One fifth of Irish voters support Sinn Féin, the most recent Ireland Thinks poll on June 4–5 for the Sunday Independent found. That’s slightly more than Fine Gael and Fianna Fáil. And that was before the dramatic events of this week.

  • Sinn Féin is associated with the Irish Republican Army, a paramilitary-terrorist group active from 1969 to 2005.
  • Its popularity hit 37 percent in 2022, but discontent over its approach to mass immigration has eroded its support.

Sudanese national Hadi Alodid attempted to behead Stephen Ogilvie on June 8 in a Belfast street, and residents reacted with three days of protests and rioting.

  • Many Ulster Loyalist politicians reacted by condemning mass immigration, which was facilitated by the nation they are loyal to: the United Kingdom.

Yet Mary Lou McDonald, leader of Sinn Féin—which advocates separation from the UK—conspicuously refused to do so and instead condemned the reaction.

  • She characterized it as “racist intimidation and violence” and alleged that it was “orchestrated by loyalists and far-right thugs.” She was trying to distance her party from the rioting, but her attempts to label people who are concerned about immigration and terrorist beheadings as “far-right thugs” may backfire.

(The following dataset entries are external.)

PR #702, opened 2016-03-22
bit of eye candy in script/update.sh

smoe:
The separation by an empy line helps to dissect potential error messages.

### DIFF
--- a/scripts/update.sh
+++ b/scripts/update.sh
@@ -5,6 +5,7 @@ set -e
 . "$GLUONDIR"/scripts/modules.sh
 
 for module in $GLUON_MODULES; do
+	echo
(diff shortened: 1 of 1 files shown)


NeoRaider:
Let's rather add a heading line, that doesn't cause a weird empty line at the top and is even more useful. I'm thinking of something like:

    echo "--- Updating module '$module' ---"

A similar addition would be nice in patch.sh.

smoe:
I completely agree. I was shying off a bit.

I presume/hope you prefer to just add it yourself over me providing
something to pull from.

Cheers,

Steffen

NeoRaider:
Done.

PR #706, opened 2016-03-27
gluon-status-page: sort gateways alphabetically

### LINKED ISSUE #698: sort gateways alphabetically
The order of gateways in a community in the status page is not sorted:

It would be nice to have them sorted alphabetically ;)

corvusmo:
fixes #698

### DIFF
--- a/package/gluon-status-page/src/js/lib/gui/statistics.js
+++ b/package/gluon-status-page/src/js/lib/gui/statistics.js
@@ -22,18 +22,27 @@ define(["lib/helper"], function (Helper) {
     return el
   }
 
-  function mkRow(table, label, stream) {
-    var tr = document.createElement("tr")
+  function mkRow(table, label, stream, sorted) {
+
+    var i = -1
+
+    if (sorted) {
+      for (i = 0; i < table.rows.length; i++) {
+        if (label < table.rows[i].firstChild.textContent)
+           break
+      }
+    }
+
+    var tr = table.insertRow(i)
     var th = document.createElement("th")
     var td = streamElement("td", stream)
     th.textContent = label
     tr.appendChild(th)
     tr.appendChild(td)
-    table.appendChild(tr)
 
     tr.destroy = function () {
       td.destroy()
-      table.removeChild(tr)
+      table.tBodies[0].removeChild(tr)
     }
 
     return tr
@@ -127,7 +136,7 @@ define(["lib/helper"], function (Helper) {
                                         stream.startWith(d)
                                         .map(peer.path)
                                         .filter(function (d) { return d !== undefined })
-                                        .map(prettyPeer))
+                                        .map(prettyPeer), true)
         })
       }
     })


corvusmo:
I've updated the pr. I don't know if it is a good solution but it seems to work and as you wrote it should happen only on rare occasions.

NeoRaider:
A bit better, but I think it still doesn't catch changes that don't alter the number of entries (like a peer disappearing and a different one appering). I think it would make sense to compare the key set of *children* with the set of the *path* attributes of all peers, and if these differ in any way, delete all rows.

corvusmo:
This doesn't happen, because the disappering peer would be removed from the table right before (L118-122) the comparison, which should catch all changes when peers are added, whether others are removed simultaneously or not.

NeoRaider:
Ah, I completely overlooked that the code was already doing what I was proposing. I think this looks fine then... @tcatm?

tcatm:
I don't like the code that clears the list. It will break copy pasting from the status page. That is why all the code is really careful about ever removing elements from the DOM.

tcatm:
You could do it like this:

- refactor `mkRow` to allow usage of `insertBefore` in addition to `appendChild`
- when adding a row, iterate over all existing rows until one with a lexicographically higher ranked name in (maybe add a data attribute for quick lookup)
- if found, insert before that element, else append to the end of the table

corvusmo:
@tcatm Thank you for your suggestions and for the chance to contribute even as an unexperienced programmer.

package/gluon-status-page/src/js/lib/gui/statistics.js
```diff
@@ -22,14 +22,24 @@ define(["lib/helper"], function (Helper) {
...
+  function mkRow(table, label, stream, sorted) {
     var tr = document.createElement("tr")
     var th = document.createElement("th")
     var td = streamElement("td", stream)
     th.textContent = label
     tr.appendChild(th)
     tr.appendChild(td)
-    table.appendChild(tr)
+
+    if (sorted && table.rows.length && label < table.lastChild.firstChild.innerHTML) {
```
tcatm: Use `textContent` instead of `innerHTML` (applies to line 35 as well).

tcatm:
I just learned about `insertRow()` (https://developer.mozilla.org/en-US/docs/Web/API/HTMLTableElement/insertRow). This could simplify the code even more as both `insertBefore` and `appendChild` can be refactored to use `insertRow`.

corvusmo:
I tried to refactor the code. Unfortunately i was not able to get it completely working for the `mkRow` function. I tried two `insertRow` calls and also a single call with an "index" variable. In both cases the sorting of the gateway table was lost...

tcatm:
Could we focus on mkRow in this PR and not change surrounding code?

tcatm:
Try something like this:
```
  var i = -1
  
  if (sorted) {
  	for (i = 0; i < table.rows.length; i++) {
  		if (label < table.rows[i].firstChild.textContent)
 		   	break
 	 }
  }
  
  var tr = table.insertRow(i)
```

corvusmo:
Thank you again. Last try for today. `insertRow()` produces an additional `<tbody>` tag, so there was another adjustment necessary.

“Nationalists did not join in the rioting that erupted in loyalist areas of Belfast on Tuesday night, but it would be naive to pretend that they do not share many of the same concerns. After a hundred years of banging the drum for tribal exceptionalism, Sinn Féin’s response to the rise in immigration has been to enthusiastically embrace the vision of a multiethnic, multicultural Ireland. Some wags have joked that Sinn Féin’s new policy is: ‘Brits Out, everyone else in.’”
—Eilis O’Hanlon, Telegraph, June 11

Sinn Féin was founded in 1905 to establish “a national legislature endowed with the moral authority of the Irish nation.” It was hijacked by radical Marxists in the 1960s.

Today, Sinn Féin wants Northern Ireland to secede from the United Kingdom and form a socialist republic with the Republic of Ireland. Toward this end, it hypocritically supports rioting against the so-called British occupation of Northern Ireland while condemning protests against mass immigration.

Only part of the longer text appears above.